Mme Isabelle Debré. Il importe de distinguer les sommes qui sont affectées à un dispositif d'épargne salariale ou à un dispositif d'épargne retraite de celles qui sont directement perçues par le salarié, et de leur appliquer un taux de forfait social différencié.

Depuis plusieurs années, j’insiste sur ce point : nous encadrons de la même façon l’épargne courte et l’épargne longue. Or, au moment où nous demandons aux Français de se préoccuper de leur retraite, ne serait-il pas nécessaire de différencier ces deux types d’épargne ?

La participation est un principe qui avait été voulu par le général de Gaulle. Ce dernier souhaitait en effet que les Français soient pleinement intéressés aux bénéfices des entreprises.

Or le forfait social est passé de 2 % en 2009 à 4 % en 2010, et le taux fixé pour 2011 est de 6 %.

Alors que, à peine sortis de la crise, nous observons combien il est difficile – nous en discutons souvent avec mes collègues du groupe CRC-SPG – d’augmenter les salaires, qui sont par définition pérennes, la participation constitue un formidable moyen d’associer les salariés aux bénéfices des entreprises.

C’est la raison pour laquelle j’espère, madame la ministre, que vous émettrez un avis favorable sur cet amendement.

M. le président. L'amendement n° 24, présenté par MM. Cazeau et Daudigny, Mmes Le Texier et Jarraud-Vergnolle, M. Desessard, Mmes Demontès, Campion, Alquier, Printz et Schillinger, MM. Le Menn, Kerdraon, Godefroy, Jeannerot, S. Larcher et Gillot, Mmes San Vicente-Baudrin et Ghali, M. Teulade et les membres du groupe Socialiste, apparentés et rattachés, est ainsi libellé :

Dernier alinéa

Remplacer le taux :

6 %

par le taux :

23 %

La parole est à M. Jacky Le Menn.

M. Jacky Le Menn. Depuis une décennie, les ministres du budget se succèdent, au début de chaque mois de novembre, pour entonner le refrain de la nécessité de réaliser des économies en matière de santé. S’ensuit alors une série de mesures, souvent injustes, pesant, dans leur grande majorité, sur les plus faibles de nos concitoyens.

Ces ministres du budget se comportent uniquement en comptables, préférant saupoudrer ici et là des mesures d’économie, afin de ne pas fâcher leur base électorale, notamment les industriels de la santé et les lobbies de l’hospitalisation privée à but lucratif.

À ce jeu-là, la solution n’est pas pour demain et il y a fort à parier que, l’année prochaine et l’année suivante, le ministre du budget constatera que le déficit de l’assurance maladie est toujours là : il annoncera donc des mesures nouvelles pour faire encore des économies !

Il est temps d’arrêter cette mascarade sans issue positive pour notre économie et pour la santé de nos concitoyens. Place au débat sur le système de santé que nous voulons et les moyens que nous sommes prêts, collectivement, à y consacrer ! Tel est le débat de fond.

Pour nous, il est important que les efforts de financement de la sécurité sociale soient partagés. Les revenus du capital doivent contribuer au financement du système au même niveau que ceux du travail.

C’est pourquoi le présent amendement vise au relèvement du forfait social appliqué à l’intéressement et à la participation.
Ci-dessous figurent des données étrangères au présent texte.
PR #13576, opened 2026-01-22
add code to ensure grammar fitb activities aren't added to existing packs that already contain connect fitb activities

emilia-friedberg:
## WHAT
Add code to ensure that, if a unit already contains the Connect version of a FITB activity, updating it (normal path is by assigning more students) will not add the Grammar version of the activity. Also, add a script to clean up duplicates that have already been assigned (but not completed).

## WHY
We don't want duplicate activities in these packs.

## HOW
All duplicated Grammar activities have uids that are the same as the Connect activities, but with `fitb-` appended to the front, so we're just adding a check to see if the Connect version of the activity already exists before adding more activities to it.

### Screenshots

### Notion Card Links
https://www.notion.so/quill/FITB-migration-resulting-in-duplicate-assignments-2efd42e6f941801ab49acb509fc4d02f

Replicated the bug on staging, then implemented this fix and confirmed that I could no longer replicate it for existing packs, but assigning new packs still works as expected (contains Grammar FITB activities).

PR Checklist | Your Answer
------------ | -------------


happythenewsad (approved):
Nice work! 

An additional QA check to check for overzealous deletions would be helpful, since this is a destructive procedure. Although I do note that you check for not-started activities on line 820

Vous le savez, mes chers collègues, le forfait social est une contribution de l’employeur, créé – Mme la ministre vient de le rappeler – par la loi de financement de la sécurité sociale pour 2009. Actuellement, son taux est de 4 %. Il a été instauré dans l’idée de soumettre à contribution les formes de rémunérations différées, qui, contrairement aux salaires, ne subissent aucune charge sociale.
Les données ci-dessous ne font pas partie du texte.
PR #13589, opened 2026-01-27
new-standards-only-include-practice

anathomical:
## WHAT
- Add a service to find standards with practice by user
- And use that service when populating the drop-down in the report
## WHY
The spec calls for the Standards drop-down to only include options that have some amount of practice data in order to help us avoid having a bunch of options that lead to blank reports.
## HOW
- Build a service that can take a `classroom_id` or teacher `user_id` and return a list of `StateStandard.id`s, as well as a list of which classrooms for that teacher have practice associated so the front-end can further filter based on selected classroom
- Use the results from the service to further filter the controller that generates data for the drop-down
- Include the associated classrooom_ids the service identifies in the payloads passed to the front-end for additional filtering

### Notion Card Links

Le forfait social est payé par les employeurs sur les sommes qu’ils versent au titre de la participation et de l’intéressement, mais aussi de l’épargne salariale et des retraites supplémentaires.

Le Gouvernement a déjà reconnu lors de précédents débats le caractère « limité » de ce prélèvement par rapport au taux de droit commun des cotisations sociales sur les salaires, qui s’élève à 38 %.

Il convient donc de corriger cette injustice en portant le taux du forfait social à 23 %.